RE: The Trump Nightmare is Over! (in reply to Guest

quote:

There are all sorts of loopholes that companies and individuals legally exploit


If it’s legal then it is not a “loophole”. If people don’t like it or find it not ethical to use certain avenues to take deductions against income, then let new laws be written. (And that fight is going on all the time like it or not, there is not the moral high ground exclusive to one faction), I’m sure that companies that DO try to pull off under the table business practice and hide income, are not exclusively “trump supporters” 🙄

And about racism... as if it’s not more insidious to passive aggressively, with heaping mounds of hypocrisy, engage in blocking and avoiding (or vice versa) people from moving forward due to stereotypes and skin color or origin of birth etc. while pretending to be tolerant, or worse, using supposed tolerance to gain political leverage.

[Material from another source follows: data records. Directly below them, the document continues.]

PR #1175, opened 2022-05-25
Closes #1156 - Code coverage reports without codecov

### LINKED ISSUE #1156: Set up code coverage badge for pharmaverse/admiral
Pointing to old repo

dinakar29:
Replace codecov with custom workflow.


dinakar29:
Detailed coverage reports are uploaded to the action logs and can be downloaded there.
Screen Shot 2022-05-25 at 2 15 00 PM

.github/workflows/code-coverage.yml
```diff
@@ -0,0 +1,185 @@
+on:
+  workflow_dispatch:
+  push:
+    branches:
+      - main
+      - master
```
bms63, line 6: should we just remove master since we don't use that branch name anymore?

.github/workflows/code-coverage.yml
```diff
@@ -0,0 +1,185 @@
...
+        run: |
+          tryCatch(
+            expr = {
+                x <- covr::package_coverage(
+                  path=".",
+                  clean = FALSE,
+                  quiet = FALSE
+                )
+                print(x)
+                covr::to_cobertura(x, filename = "coverage.xml")
```
bms63, line 76: I was wondering how to convert the report to xml.  this is really cool!

.github/workflows/code-coverage.yml
dinakar29: Yeah we can. I'll remove it wherever it's being referenced.

.github/workflows/code-coverage.yml
dinakar29: Yeah this is definitely one of the nice things about the package. We can export to different formats.

bms63 (approved):
Looks really nice!  This isn't rendering on branch
image

dinakar29:
> Looks really nice! This isn't rendering on branch image

Rendering will take place after this has been merged to `devel`, since it's pointing to that branch.
If you look at the `badges` branch, each directory will contain the badge for the corresponding branch, so when the workflow runs for `devel`, the badge will be added there.

bms63:
thanks for being so thorough on .yml files.

bms63 (approved):

rossfarrugia:
thanks @dinakar29 - looks awesome!

PR #1181, opened 2022-05-27
Let coverage badge show %

dinakar29:
Instead of just the number.


.github/workflows/code-coverage.yml
```diff
@@ -151,7 +151,7 @@ jobs:
       id: badge
       with:
         label: 'Coverage'
```
bms63, line 153:
```suggestion
        label: 'Test Coverage'
```

bms63 (approved):
Whoa...so fast

PR #1237, opened 2022-06-23
Change linter to superlinter

dinakar29:
Given that it's the best one on the market.


dinakar29:
Closing this, turns out superlinter doesn't play well with older R versions.

PR #1254, opened 2022-06-28
Revert "Add multi-version docs job"

dinakar29:
Reverts pharmaverse/admiral#1245

### DIFF
--- a/.github/workflows/pkgdown.yml
+++ b/.github/workflows/pkgdown.yml
@@ -1,11 +1,8 @@
 on:
   workflow_dispatch:
-  workflow_call:
   push:
     branches:
       - main
-      - devel
-      - pre-release
 
 name: pkgdown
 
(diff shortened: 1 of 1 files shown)


bundfussr (approved):

bms63 (approved):
Thanks!  I like the idea of using admiraltemplate and admiralonco to test this out and get it right.

bms63:
Umm...did something get updated in devel that is causing the link checker to fail now?  I thought none of the PRs made it in

thomas-neitmann:
Everything fails with "Network error" so I assume it's not related to the links themselves.

bms63:
This needs to go to `main` and not `devel` so the website republishes

dinakar29:
This just needs to go into `devel`, I'll clean up the `gh-pages` branch after.

PR #1274, opened 2022-06-30
adding google analytics

epijim:
as discussed with @thomas-neitmann and @bms63

this only adds some HTML to the pkgdown site - it has no impact on the R package itself

### DIFF
--- a/_pkgdown.yml
+++ b/_pkgdown.yml
@@ -3,7 +3,18 @@ url: https://pharmaverse.github.io/admiral
 template:
   bootstrap: 5
   params:
-    bootswatch: flatly
+    bootswatch: flatly'
+  includes:
+    in_header: |
+       <!-- Global site tag (gtag.js) - Google Analytics -->
+       <script async src="https://www.googletagmanager.com/gtag/js?id=G-574L344W3R"#' ></script>
+       <script>
+         window.dataLayer = window.dataLayer || [];
+         function gtag(){dataLayer.push(arguments);}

Disgusting, it’s across the board from what I have witnessed, no special party or country that has exhibited immunity from the problem. There is extremist flag wavers, smile in face knife in your backers, some simply turn their gaze away from it, and there are finger pointing complainers who, like the SNL dog said “never invited a black person in their home ever”. It’s a lot of hypocrisy I see. Frankly I’m just fed up with the division and hatred people in this world have suddenly created for themselves thanks to clicking and sharing crap they “like” or not. Ridiculous, embarrassing adults are acting this way in this country and around the damn planet.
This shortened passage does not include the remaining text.